Straight after Easter Sunday, Jo and I disappeared for several days’ break staying with some good friends down in Warwickshire. On our last night there, we went out for a curry. We don’t eat meat, so Jo had a vegetable dish, and I had a fish dish. It was delicious: an unlikely mix of cod and tuna and prawns, prepared with fenugreek and ginger and a blend of spices. In the centre of the table there was a plate of enormous naans, and we hungrily tore off piece after piece to scoop up mouthful after mouthful. We ate too much, and went to bed too soon after, and slept terribly as a result. But it was so good to be together. We had spent the previous days eating and drinking and sitting round reading books and exploring elegant towns and walking their dogs around pretty villages and catching up with one another’s news and giving one another space to not have to entertain or engage socially. The following morning, we would get up early for the first time in days, go out and run the nearest parkrun, and then spend the next several hours driving home in sweaty lycra. I can’t think of a better way to observe the Octave of Easter, the first eight of the Fifty Great Days of Eastertide.
Several of the disciples had gone out all night, fishing on the lake. And at dawn, Jesus stood on the shore and called to them, “Little children, do you have any fish relish (prosphagion)?” That is, do you have the kind of fish dish that is eaten with flatbread? And they reply, “No.” They have no fish relish with them. So Jesus calls out again, and tells them to cast their net on the right hand side of the boat, and that they will discover something, perhaps unexpected. They don’t discover any fish relish—that really would be unexpected. Instead, the net fills up with fish (ichthyōn) and what is unexpected is the sheer number of them. But then Simon Peter does something very unexpected: he pulls on his cloak and casts himself into the sea. And when they reach the shore, they find that Jesus has made a charcoal fire and prepared bread and was cooking it along with some fish he already had with him.

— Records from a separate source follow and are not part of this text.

PR #1296, opened 2026-07-24
fix(fuse): update ctime for futimens

ljy1-lixing:
# Summary

Fix FUSE `futimens()` failing to update `ctime` when metadata changes without changing `mtime`.

Curvine now tracks an independent metadata change timestamp across Master persistence, journal replay, RPC transport, and FUSE attribute replies.

## Root cause

Curvine's metadata model only exposed `atime` and `mtime`. The FUSE attribute conversion derived `ctime` directly from `mtime`.

When `futimens()` updated `atime` while specifying `UTIME_OMIT` for `mtime`, the metadata operation succeeded, but the returned `ctime` remained unchanged because `mtime` had not changed.

The failure is reproduced by xfstests `generic/221`:

```c
struct timespec times[2] = {
    { .tv_sec = 1000000000, .tv_nsec = 0 },
    { .tv_sec = 0, .tv_nsec = UTIME_OMIT },
};

fstat(fd, &before);
sleep(1);
futimens(fd, times);
fstat(fd, &after);
```

Before this fix:

```text
ctime before: 1784884658.899000000
ctime after:  1784884658.899000000
FAIL: futimens did not update ctime
```

## Fix approach

- Record an independent `ctime` whenever the Master applies `setattr`.
- Persist it through the existing inode metadata extension map instead of changing the bincode inode layout.
- Store the operation timestamp in the journal entry so replay preserves the original `ctime`.
- Add an optional `ctime` field to `FileStatusProto`.
- Fall back to `mtime` when communicating with legacy peers or backends that do not provide `ctime`.
- Return the independent timestamp through FUSE attributes.
- Prevent active-writer metadata merging from overwriting a newer `ctime`.

The internal persisted key starts with a NUL byte, which cannot occur in a FUSE xattr name, preventing collisions with user-visible extended attributes.

# Changes

| `curvine-common/proto/common.proto` | Add optional `ctime` to `FileStatusProto` | Backward-compatible RPC extension |
| `curvine-common/src/state/file_status.rs` | Add internal ctime encoding and legacy fallback | Existing statuses without ctime continue using mtime |
| `curvine-common/src/state/opts.rs` | Preserve internal ctime during recursive setattr | Journal replay retains the original operation time |
| `curvine-common/src/utils/proto_utils.rs` | Encode and decode ctime separately from user xattrs | Internal metadata is not exposed in protobuf xattr maps |
| `curvine-server/src/master/meta/fs_dir.rs` | Assign ctime when applying setattr and include it in the journal | Metadata-changing setattr operations now update ctime |
| `curvine-server/src/master/meta/inode/*` | Read and persist independent inode ctime | No change to the existing bincode inode structure |
| `curvine-fuse/src/fuse_utils.rs` | Populate FUSE ctime from independent metadata | `stat(2)` now reports POSIX-compatible ctime |
| `curvine-fuse/src/fs/state/node_state.rs` | Preserve newer ctime while merging active-writer metadata | Active writers no longer hide setattr ctime updates |

# Test verified

| Standalone `futimens` C reproducer | PASS | ctime advances while mtime is omitted |
| `generic/221` | PASS | `Ran: generic/221`, `Passed all 1 tests` |
| `cargo test -p curvine-common --lib` | PASS | 100 passed |
| `cargo test -p curvine-server --lib` | PASS | 112 passed, 1 ignored |
| `cargo test -p curvine-fuse --lib -- --test-threads=1` | PASS | 297 passed |
| `cargo check --workspace` | PASS | All workspace crates checked |
| `make format` | PASS | Full pre-commit checks passed |

After the fix:

```text
ctime before: 1784885529.607000000
ctime after:  1784885530.608000000
PASS: futimens updated ctime
```

### DIFF
--- a/curvine-common/src/state/file_status.rs
+++ b/curvine-common/src/state/file_status.rs
@@ -19,6 +19,10 @@ use orpc::ternary;
 use serde::{Deserialize, Serialize};
 use std::collections::HashMap;
 
+// NUL cannot appear in a FUSE xattr name, so this persisted metadata key cannot
+// collide with a user-visible extended attribute.
+pub const INTERNAL_CTIME_XATTR: &str = "\0curvine.ctime";
+
 #[derive(Debug, Clone, Serialize, Deserialize, Default)]
 pub struct FileStatus {
     pub id: i64,
@@ -48,6 +52,14 @@ pub struct FileStatus {
 }
 
 impl FileStatus {
+    pub fn ctime(&self) -> i64 {
+        self.x_attr
+            .get(INTERNAL_CTIME_XATTR)
+            .and_then(|bytes| bytes.as_slice().try_into().ok())
+            .map(i64::from_le_bytes)
+            .unwrap_or(self.mtime)
+    }
+
     pub fn with_name(id: i64, name: String, is_dir: bool) -> Self {
         FileStatus {
             id,
--- a/curvine-common/src/utils/proto_utils.rs
+++ b/curvine-common/src/utils/proto_utils.rs
@@ -216,7 +216,9 @@ impl ProtoUtils {
         }
     }
 
-    pub fn file_status_to_pb(status: FileStatus) -> FileStatusProto {
+    pub fn file_status_to_pb(mut status: FileStatus) -> FileStatusProto {
+        let ctime = status.ctime();
+        status.x_attr.remove(INTERNAL_CTIME_XATTR);
         FileStatusProto {
             id: status.id,
             path: status.path,
@@ -238,10 +240,18 @@ impl ProtoUtils {
             mode: status.mode,
             target: status.target,
             nlink: status.nlink,
+            ctime: Some(ctime),
         }
     }
 
     pub fn file_status_from_pb(status: FileStatusProto) -> FileStatus {
+        let mut x_attr = status.x_attr;
+        if let Some(ctime) = status.ctime {
+            x_attr.insert(
+                INTERNAL_CTIME_XATTR.to_string(),
+                ctime.to_le_bytes().to_vec(),
+            );
+        }
         FileStatus {
             id: status.id,
             path: status.path,
@@ -255,7 +265,7 @@ impl ProtoUtils {
             replicas: status.replicas,
             block_size: status.block_size,
             file_type: FileType::from(status.file_type),
-            x_attr: status.x_attr,
+            x_attr,
             storage_policy: Self::storage_policy_from_pb(status.storage_policy),
             owner: status.owner,
             group: status.group,
@@ -724,8 +734,9 @@ impl ProtoUtils {
 
 #[cfg(test)]
 mod tests {
-    use crate::state::{AccessMode, MountInfo, MountOptions};
+    use crate::state::{AccessMode, FileStatus, MountInfo, MountOptions, INTERNAL_CTIME_XATTR};
     use crate::utils::ProtoUtils;
+    use std::collections::HashMap;
 
     #[test]
     fn test_mount_info_proto_round_trip_auto_cache_and_access_mode() {
@@ -757,5 +768,25 @@ mod tests {
 
         assert_eq!(round_trip.auto_cache, Some(false));
         assert_eq!(round_trip.access_mode, Some(AccessMode::ReadWrite));
+    }
+
+    #[test]
+    fn file_status_proto_preserves_ctime_and_falls_back_for_legacy_peers() {
+        let status = FileStatus {
+            mtime: 1_000,
+            x_attr: HashMap::from([(
+                INTERNAL_CTIME_XATTR.to_string(),
+                2_000_i64.to_le_bytes().to_vec(),
+            )]),
+            ..Default::default()
+        };
+
+        let mut pb = ProtoUtils::file_status_to_pb(status);
+        assert_eq!(pb.ctime, Some(2_000));
+        assert!(!pb.x_attr.contains_key(INTERNAL_CTIME_XATTR));
+        assert_eq!(ProtoUtils::file_status_from_pb(pb.clone()).ctime(), 2_000);
+
+        pb.ctime = None;
+        assert_eq!(ProtoUtils::file_status_from_pb(pb).ctime(), 1_000);
     }
 }
--- a/curvine-common/src/utils/proto_utils.rs
+++ b/curvine-common/src/utils/proto_utils.rs
@@ -217,6 +217,7 @@ impl ProtoUtils {
     }
 
     pub fn file_status_to_pb(mut status: FileStatus) -> FileStatusProto {
+        let has_ctime = status.x_attr.contains_key(INTERNAL_CTIME_XATTR);
         let ctime = status.ctime();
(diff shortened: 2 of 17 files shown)


curvine-common/src/state/file_status.rs
```diff
@@ -19,6 +19,10 @@ use orpc::ternary;
 use serde::{Deserialize, Serialize};
 use std::collections::HashMap;
 
+// NUL cannot appear in a FUSE xattr name, so this persisted metadata key cannot
+// collide with a user-visible extended attribute.
+pub const INTERNAL_CTIME_XATTR: &str = "\0curvine.ctime";
```
szbr00, line 24: The NUL prefix prevents *collision* with user xattrs in get/set/removexattr (kernel-supplied names cannot contain NUL), but it does not prevent *exposure*: FUSE `list_xattr` (curvine_file_system.rs:1017) iterates `status.x_attr.keys()` and only skips names rejected by `FuseUtils::check_xattr`, which does not recognize this key. Since `file_status_from_pb` re-inserts the key into every status and the master now always sends `ctime`, every file that has had a setattr will advertise two phantom entries in `listxattr(2)`: an empty name `""` (from the leading NUL) and `"curvine.ctime"` — the latter then returns ENODATA from `getxattr`, which breaks tools that enumerate xattrs (getfattr, backup software, xfstests xattr tests).

Suggested fix: reject names containing `'\0'` in `check_xattr` (such names can never be legitimate kernel requests, so get/set/remove behavior is unchanged); the existing `is_err() => continue` filter in `list_xattr` then hides the internal key automatically. A regression test asserting `list_xattr` output does not contain the internal key would be valuable, since generic/221 does not cover this.

curvine-server/src/master/meta/fs_dir.rs
```diff
@@ -848,12 +849,19 @@ impl FsDir {
...
-    pub fn set_attr(&mut self, inp: InodePath, opts: SetAttrOpts) -> FsResult<FileStatus> {
+    pub fn set_attr(&mut self, inp: InodePath, mut opts: SetAttrOpts) -> FsResult<FileStatus> {
         let inode = match inp.get_last_inode() {
             Some(v) => v,
             None => return err_ext!(FsError::file_not_found(inp.path())),
         };
 
+        // Persist the operation timestamp inside the existing xattr map so journal
+        // replay restores the original ctime without changing the bincode layout.
+        let ctime = LocalTime::mills() as i64;
```
szbr00, line 868: ctime is now only refreshed on the setattr path, but several other metadata-mutating operations advance `mtime` without touching the internal ctime: `InodeFile::complete` (data write/flush sets `mtime = now`) and the `update_mtime` calls on parent dirs for create/delete/rename/link. Once an inode has a pinned ctime from any setattr, subsequent writes or child operations produce `ctime < mtime`, which is impossible on a POSIX filesystem and is a behavior change from the previous `ctime == mtime` derivation (e.g. `touch -a f; echo x >> f` now leaves ctime behind). If full POSIX parity is out of scope for this PR, it would be good to at least document the limitation; otherwise consider bumping the internal ctime in `update_mtime` and `complete` as well.

Minor related note: there is no xattr name validation at the master RPC boundary, so a non-FUSE client can send `remove_x_attr = ["\0curvine.ctime"]`; `InodeView::set_attr` processes removals after inserting the fresh ctime, so the key is stripped and ctime silently degrades to the mtime fallback. Filtering internal keys out of client-supplied `add_x_attr`/`remove_x_attr` would close this off.

curvine-server/src/master/meta/inode/inode_view.rs
```diff
@@ -416,6 +426,25 @@ impl InodeView {
     }
 
     pub fn set_attr(&mut self, opts: SetAttrOpts) -> CommonResult<()> {
+        let ctime = opts
+            .add_x_attr
+            .get(INTERNAL_CTIME_XATTR)
+            .cloned()
+            .unwrap_or_else(|| (LocalTime::mills() as i64).to_le_bytes().to_vec());
```
szbr00: For journal entries written before this PR (no `INTERNAL_CTIME_XATTR` in `add_x_attr`), this fallback stamps ctime with replay wall-clock time. Replay happens on every restart/failover and on every Raft follower, so during the transition window (until the journal truncates past legacy entries) the same legacy entry yields different persisted ctimes per node and per restart — i.e., nondeterministic metadata divergence between master replicas, and ctimes that jump to "restart time" without any user operation. Consider leaving the key absent when the opts do not carry it: `ctime()` then falls back to `mtime`, which is deterministic and matches the pre-upgrade visible behavior.

curvine-common/src/utils/proto_utils.rs
```diff
@@ -216,7 +216,9 @@ impl ProtoUtils {
         }
     }
 
-    pub fn file_status_to_pb(status: FileStatus) -> FileStatusProto {
+    pub fn file_status_to_pb(mut status: FileStatus) -> FileStatusProto {
+        let ctime = status.ctime();
+        status.x_attr.remove(INTERNAL_CTIME_XATTR);
         FileStatusProto {
```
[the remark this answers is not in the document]
ljy1-lixing: Thanks. Fixed in 1ebbfa4: FileStatusProto.ctime is now only populated when the source status contains an independent ctime marker.

curvine-common/src/utils/proto_utils.rs
```diff
@@ -238,10 +240,18 @@ impl ProtoUtils {
             mode: status.mode,
             target: status.target,
             nlink: status.nlink,
+            ctime: Some(ctime),
```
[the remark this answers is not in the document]
ljy1-lixing: Thanks. Fixed in 1ebbfa4: legacy statuses now keep ctime unset and continue falling back to mtime after the protobuf round trip.

curvine-common/src/state/file_status.rs
```diff
@@ -19,6 +19,10 @@ use orpc::ternary;
...
+
```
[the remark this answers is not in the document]
ljy1-lixing: Thanks. Fixed in 1ebbfa4: FUSE now rejects xattr names containing NUL, preventing internal ctime metadata from being exposed through listxattr.

curvine-common/src/state/file_status.rs
ljy1-lixing: Thanks. Fixed in 1ebbfa4: listxattr now filters the internal ctime key, with regression coverage for the encoded xattr name list.

curvine-server/src/master/meta/inode/inode_view.rs
ljy1-lixing: Thanks. Fixed in 1ebbfa4: legacy journal entries without an explicit ctime leave the internal marker absent, preserving the deterministic mtime fallback.

curvine-server/src/master/meta/fs_dir.rs
ljy1-lixing: Thanks. Fixed in 1ebbfa4: ctime now advances for file completion, parent directory changes, rename, link and unlink operations. Master-owned ctime metadata is also protected from client add/remove requests.

szbr00 (approved):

It is such a strange and beautiful story. Jesus, making breakfast for his friends—as my friend Andy had poached us eggs for breakfast as we sat in his kitchen. Constructing a fire—as my friend Andy had made in his firepit as we sat round, and he cooked for us on the barbeque. Simple things, with his hands. This is, surely, occupational therapy, learning how to use hands that now have holes punctured through them—how do you knead bread when the tendons of your fingers are torn in two? This is rehabilitation after the trauma of torture and death, not to mention the trauma of resurrection, just as much as the boys going fishing is rehabilitation after the trauma of seeing Jesus go to his death, and come back again. This takes time, and, it turns out, a little fish relish. That is why we take Fifty days over Easter, not just one ta-dah! day (glorious though it is).